Myriad ‘voice’ challenges present another surveillance dilemma, especially for phrase determination. A list of which phrase or phrases that best indicated potential market abuse is recorded and surveillance is run to detect those phrases amid background noises, which can produce false positives. Languages and accents can also negatively influence the audit: most systems only work with spoken English and cannot detect potential for market abuse in Chinese or Portuguese. Even with spoken English, accents can induce recognition issues. As a result, false positives are a relatively frequent occurrence and can cause firms to spend a lot of time and resources performing customizations.

Challenges with trade data repositories can also arise as several data repositories are often created and maintained and the same information is often therefore duplicated. Data that has been produced to satisfy one regulation may not be in the correct format or may simply take too much time to retrieve when producing a report for another regulation.

Firms are far from a holistic trade surveillance approach because most tools currently focus on one area, such as post-trade surveillance, at the neglect of other areas such as behavioral surveillance with voice + email surveillance or pre-trade surveillance.

Creating a tool that can bridge multiple areas can be technologically very difficult due to the disparate systems used, the various applications in place and the multitude of formats the same data must use for reporting. This in turn, cause even more difficulties when it comes to auditing the trade surveillance ecosystem and ensuring it is adequately covering the firms vis-a-vis its multiple regulatory obligations.

What the Banks Are Using…For Now

Auditing the whole surveillance ecosystem is challenging but necessary. The MiFID II-mandated audit of pre-trade controls is often done manually, and across the banks, these practices are almost always manual, resource-intensive and error-prone. Typically, the audit is a standalone exercise followed by a remediation project that is usually not automated.

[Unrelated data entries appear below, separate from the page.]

PR #1451, opened 2020-10-13
Rename corsica.txt to Corsica.txt

DanielNoga:
Fix case for case sensitive Linux, it should fix different checksum between Windows and Linux players


SpicyAlfredo (approved):

SpicyAlfredo:
thank you

PR #1460, opened 2020-10-20
ideologies flavor

SpicyAlfredo:


Thinking-waffle (changes requested):
oligarchic_democracy instead of oligarchic_democarcy

Could also be used for LIberia and its weird one party rule.

PR #1468, opened 2020-10-27
Spr improvments

SpicyAlfredo:


Thinking-waffle (changes requested):
Couldn't you use base game republican/nationalist cosmetic tags so the unique models are used by dlc owners

SpicyAlfredo:
> Couldn't you use base game republican/nationalist cosmetic tags so the unique models are used by dlc owners

You can but getting it to work is a can of worms I don't feel like opening and getting to work for the three people who use DLC and use our tree. What's committed is the best I'm going to do

PR #1569, opened 2021-01-30
Unique Aviation focuses for Lithuania

lolman-warrior:
I've added some aviation oriented focuses and ideas (if you don't like my ideas, somebulgarian ones will do just as well). I've accidently didn't upload the actuall national focus file itself but afaik it should be fine now


SpicyAlfredo (approved):
Thanks for the work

A few firms have attempted to automate the audit of the surveillance ecosystem. Usually, banks will set up an internal workflow based on the checks that they already perform manually. The workflow is nothing more than a sophisticated reminder prompting various participants at pre-defined times throughout the year to perform an audit on one or several areas of the trade surveillance ecosystem and report the results to a central repository.

Although a formidable step-up compared to the completely manual approach, the workflow approach still has large issues. The audit itself is not automated as an employee still has to perform the checks manually. The output of audit reports is still the large collection of Excel spreadsheets and PowerPoint documents that are filled manually and can be difficult to follow and unwieldy to organize and read. Finally, changes to the trade surveillance ecosystems are not audited immediately. It may be a few weeks or months between when a change is made and when the tool prompts for auditing the area that changed.

Holistic Trade Surveillance: automated audit

RegTech companies such as Oxial offer a few solutions but the initial challenge remains integrating the requisite tools within the financial firm’s infrastructure and trading architecture. Also, some tools do not cover aspects of trade surveillance, such as pre-trade risk controls. Finally, implementing such tools does require a considerable effort to break down the siloes between voice and email surveillance, pre-trade risk controls and post-trade surveillance.

Automated audit (and reporting) of the trade surveillance ecosystem should and can be pursued. Financial firms have made considerable progress towards ensuring compliance and should now focus on automating checks and audits and reporting on those surveillance systems and controls.

GreySpark recommends starting small and demonstrating the benefits in one area before starting in another area. Starting with the automation of pre-trade control checks has proven to be a great way to start the journey for a few of our clients.